Two regiments of Twilight Gladestalkers and a Therennian Sea Guard horde, put out a lot of shooting. Wouldn’t want to be a Defence 4+ army up against this. The Gladestalkers can also put in the work in close combat, with their Dreamslayer Venom. This is matched by the Blade Dancer Neophyte Horde with Hammer of Measured Force, so an opponent doesn’t even get the value of their high defence units. Everything wounded on 4+ in melee by these units.
There’s also one last unit of Impalers, and it seems they’re here just to wack some things, and Cronebound Butchers are a nice thick chaff style unit to take some charges and hold up the opponents line.
This list brought the most shooting of any of the other Masters list, putting out 50 bow shots, 20 Fireball, and a smattering of Drain Life each turn, if everything is in range of course. It also brought a lot of melee threats that all have the equivalent of Crushing Strength two or better. The downside to this list was the low drop count of the army, facilitating easy counter deployment. It did well in any case!

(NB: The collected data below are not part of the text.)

PR #540, opened 2026-08-04
feat: fix: NAT network support - suppress host key checking and pre-authorised key

Neeraj8418:
controller key in bastion kickstart

- ansible.cfg: add StrictHostKeyChecking=no and UserKnownHostsFile=/dev/null to ssh_args so stale known_hosts entries never block playbook reconnects after bastion is recreated (common in NAT/KVM setups)

- rhel9-bastion-ks.cfg.j2: inject the Ansible controller public key (path_to_key_pair) into /root/.ssh/authorized_keys during kickstart %post so Ansible can connect via ProxyJump on first contact without a separate ssh-copy-id step

Fixes recurring 'REMOTE HOST IDENTIFICATION HAS CHANGED' and 'Permission denied (publickey)' failures when running ABI cluster installation over NAT network mode.

### DIFF
--- a/roles/create_bastion/templates/rhel9-bastion-ks.cfg.j2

1st Place – Ken Ferris’ Forces of the Abyss
1 x Lower Abyssals (horde) with Healing Brew 2 x Flamebearers (regiment) 1 x Gargoyles (troop) 2 x Molochs (horde) with Despoiler Champion 2 x Tortured Souls (regiment) 1 x Abyssal Fiend 1 x Efreet with Diadem of Dragonkind 2 x Abyssal Warlocks with Drain Life 1 x Zaz'u'szu The Betrayer
In first place, Ken Ferris brought one of his favourites, his Forces of the Abyss. This army is about as mixed arms as they come with equal parts shooting and smashing. One of the advantages of the Abyssals is just how much shooting they can bring without actually needing to focus on shooting units. Flamebearer and the Efreet with the Diadem of Dragonkind are the only outright shooting units in the list. The Abyssal Fiend, Abyssal Warlocks and Zaz’u’szu also put out a lot of firepower, but are support pieces in their own right. This brings the fusillade to a total of 30 Firebolts (Piercing 1), 31 Fireballs (Shattering) and up to 8 Lightning Bolts (Piercing 1). Ouch!
The Moloch hordes and Tortured Souls regiments are perfect pairings, the latter screening the former if needs be. These units can get a lot of work done. Few things can withstand a charge from Molochs (Crushing Strength 2 with Vicious!), but the Tortured Souls, if left unchecked, can also be a major pain (Crushing Strength 1, Thunderous Charge 1, -/14 nerve).
The final part of the list, and perhaps the most interesting inclusion is the horde of Lower Abyssals. Typically these are not considered much as the Abyssal Ghouls are cheaper and have one higher nerve to boot. The difference is that the Lower Abyssals have the potential to be more durable, and bring Unit Strength 4 to the table. With all the other threats in this list, this unit is most likely to be ignored, but will ultimately be the winner for scenarios.
The list also has a considerable capacity to grind it out with Drain Life and plentiful Regeneration. Unfortunately the Abyssals Drain Life is nothing special, so can be hard to pull off, but its ability to tilt combat in favour of the demonic brethren can always be worth it at just the right moment. It would have been good to see one of Ken’s games streamed to see how it all worked, but instead it is up to our imagination.
Watch the rounds
If our coverage has got you interested, there were four games streamed from the event.
Round 1 – Jeff Traish (Basilea) vs Stephen Tuck (Order of the Green Lady)
Round 2 – Matt Curtis (Twilight Kin) vs Damien Madigan (Northern Alliance)
Round 3 – Jeff Traish (Basilea) vs Matt Curtis (Twilight Kin)
Round 4 – Luke Schafer (Forces of the Abyss) vs Stephen Devenish (Goblins)
Check out Direct Misfire, https://www.youtube.com/@DirectMisfire to watch the games.
Bear in mind, there are a few technical issues. It’s Direct Misfire’s first time streaming, but they’re all still a good watch, and hopefully the boys will be back next year to do it again! And maybe one of us will manage to make it, too!